От родового дворянства присутствовал барон Фальцвейн (по матери Епанчин). Романовы и Епанчины произошли от одного общего предка…
Сохранилась фотография, сделанная после церемонии; Ельцин пожимает руку Лихачеву, благодарит его. Улыбка Лихачева несколько вымученная, взгляд Ельцина — властный, уверенный и в то же время — чуть вопросительный… «Наверное, если мы обмениваемся рукопожатием с самим Лихачевым — значит, мои отношения с интеллигенцией более-менее в порядке?»
Чрезвычайная важность миссии Лихачева была по достоинству оценена Ельциным: 1 октября 1998 года Лихачеву была вручена высшая награда России — орден Святого апостола Андрея Первозванного.
По ощущениям Екатерины Юрьевны Гениевой, директора Библиотеки иностранной литературы, церемония не совсем соответствовала вкусам, да и самому облику Дмитрия Сергеевича:
«Все действо происходило в то время, когда только открылись отреставрированные кремлевские покои. Помню, какое тяжелое впечатление произвела на меня эта невообразимая позолота. Дмитрий Сергеевич и Борис Николаевич долго беседовали за закрытыми дверями.

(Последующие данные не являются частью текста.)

PR #5216, opened 2023-12-04
ci: Use tag name from context

jonathan-innis:
Fixes #N/A 

**Description**

This PR updates the `release.yaml` PR to use the tag from context rather than pulling it from the describe call

Manual validation on another repo

- [ ] Yes, issue opened: # 
- [x] No


njtran (approved):
LGTM. We should also check if there are other places where we use javascript and use the same pattern.

PR #5229, opened 2023-12-05
test: expanded storage integration tests

jmdeal:
Fixes #N/A 

**Description**
This PR expands upon the existing storage integration tests in light of https://github.com/kubernetes-sigs/karpenter/pull/783.

`go test` and `/karpenter snapshot`

- [ ] Yes, issue opened: # 
- [x] No


jmdeal (commented):
/karpenter snapshot

test/suites/integration/storage_test.go
```diff
@@ -16,104 +16,212 @@ package integration_test
...
+			env.ExpectCreatedNodeCount("==", 1)
 		})
-
-		pvc := test.PersistentVolumeClaim(test.PersistentVolumeClaimOptions{
-			ObjectMeta: metav1.ObjectMeta{
-				Name: "ebs-claim",
-			},
-			StorageClassName: aws.String(storageClassName),
-			Resources:        v1.ResourceRequirements{Requests: v1.ResourceList{v1.ResourceStorage: resource.MustParse("5Gi")}},
+		It("should run a pod with a pre-bound persistent volume (non-existent storage class)", func() {
```
jonathan-innis, line 57: Should we test the case with us safely handling the case where someone is using a dynamically created PVC with a non-existent storage class? I know we discussed this edge-case and it might be nice to have some handling for it in our tests. Also happy to punt on this one and save it for another PR but it's good to know that this is a possibility

test/suites/integration/storage_test.go
```diff
@@ -16,104 +16,212 @@ package integration_test
...
+					Name: pvc.Spec.VolumeName,
+				},
+				StorageClassName: "non-existent-storage-class",
+				Zones:            []string{shuffledAZs[0]},
+			})
+			pod := test.Pod(test.PodOptions{
+				PersistentVolumeClaims: []string{pvc.Name},
+			})
+			env.ExpectCreated(nodeClass, nodePool, pv, pvc, pod)
+			env.EventuallyExpectHealthy(pod)
```
jonathan-innis, line 93: So in this case, should we unschedule the pod, then create a new pod and expect that pod to be healthy, use the PV, and schedule to the same zone?

test/suites/integration/storage_test.go
```diff
@@ -16,104 +16,212 @@ package integration_test
...
+					StorageClassName: &storageClass.Name,
+				})
+			})
+			pods := lo.Map(pvcs, func(pvc *v1.PersistentVolumeClaim, _ int) *v1.Pod {
+				return test.Pod(test.PodOptions{
+					PersistentVolumeClaims: []string{pvc.Name},
+				})
+			})
+			env.ExpectCreated(nodeClass, nodePool, storageClass, pvcs[0], pods[0])
+			env.EventuallyExpectHealthy(pods[0])
```
jonathan-innis, line 173: Consider a comment here on why we have this ordering

test/suites/integration/storage_test.go
```diff
@@ -16,104 +16,212 @@ package integration_test
...
+				}
+			}
+			storageClass = test.StorageClass(test.StorageClassOptions{
+				ObjectMeta: metav1.ObjectMeta{
+					Name: "test-storage-class",
+				},
+				Provisioner:       aws.String("ebs.csi.aws.com"),
+				VolumeBindingMode: lo.ToPtr(storagev1.VolumeBindingWaitForFirstConsumer),
+			})
+			ExpectSetEBSDriverLimit(1)
```
jonathan-innis, line 120: Just curious: Does this need to be set in each test case or just in the ones where we care about the volume limit?

test/suites/integration/storage_test.go
jmdeal: We could do that but I don't think it's necessary to test the topology logic. The PVC needs to bind to the PV before it can schedule, once it binds the pod gains the PVs topology constraints. IIUC these constraints would cause the pod to fail to schedule if Karpenter launched a node in the wrong AZ.

test/suites/integration/storage_test.go
jmdeal: Do you mean with an ephemeral persistent volume (that makes sense to add). I don't think a dynamic PV with a non-existent storage class makes sense to test because it would fail to schedule. This should be covered in the functional testing.

jonathan-innis (approved):
Awesome work here 🎉

jonathan-innis (approved):
LGTM 🚀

Когда они вышли к собравшимся… я заметила, как плохо облик Дмитрия Сергеевича гармонировал с нуворишской роскошью кремлевских покоев. Скромно одетый, с палочкой, Дмитрий Сергеевич всем своим видом словно бы укорял эту позолоту и роскошь.
Борис Николаевич вручил Дмитрию Сергеевичу красивый орден, который был специально сделан с учетом всех геральдических премудростей.
…Когда мы ехали с ним из Кремля, почему-то разговор зашел о вещах, которые Дмитрий Сергеевич хотел бы увидеть сделанными, как он выразился, „пока я жив“… Его очень беспокоили малые музеи, проблемы малых городов, малых библиотек. В этом разговоре проявилось и его внимание к личности любого человека, будь то директор Эрмитажа, Русского музея или библиотекарь в городе Мышкине: эти фигуры были для него абсолютно равнозначными.
…Мы приехали в библиотеку, поднялись в дирекцию и перекусили. Он сказал: „Я бы хотел посмотреть библиотеку“… Когда мы дошли до одного из залов, где было особенное скопление студентов, я, говоря чуть громче, чем обычно, рассказывала Дмитрию Сергеевичу о том, что мы в данный момент осматривали. Вдруг я поняла, что студенты в какую-то секунду осознали, что перед ними — живой Дмитрий Сергеевич Лихачев… Разрешилась эта тишина тем, что весь этот зал, переполненный молодыми людьми, встал и зааплодировал Дмитрию Сергеевичу… Я помню, как тогда у меня подкатил комок к горлу, как я видела глаза Дмитрия Сергеевича, ставшие такими мягкими, влажными под очками. Он тихо сказал: „Спасибо!“ Думаю, что по силе воздействия для Дмитрия Сергеевича это было не меньшее признание, чем все торжества в Кремле».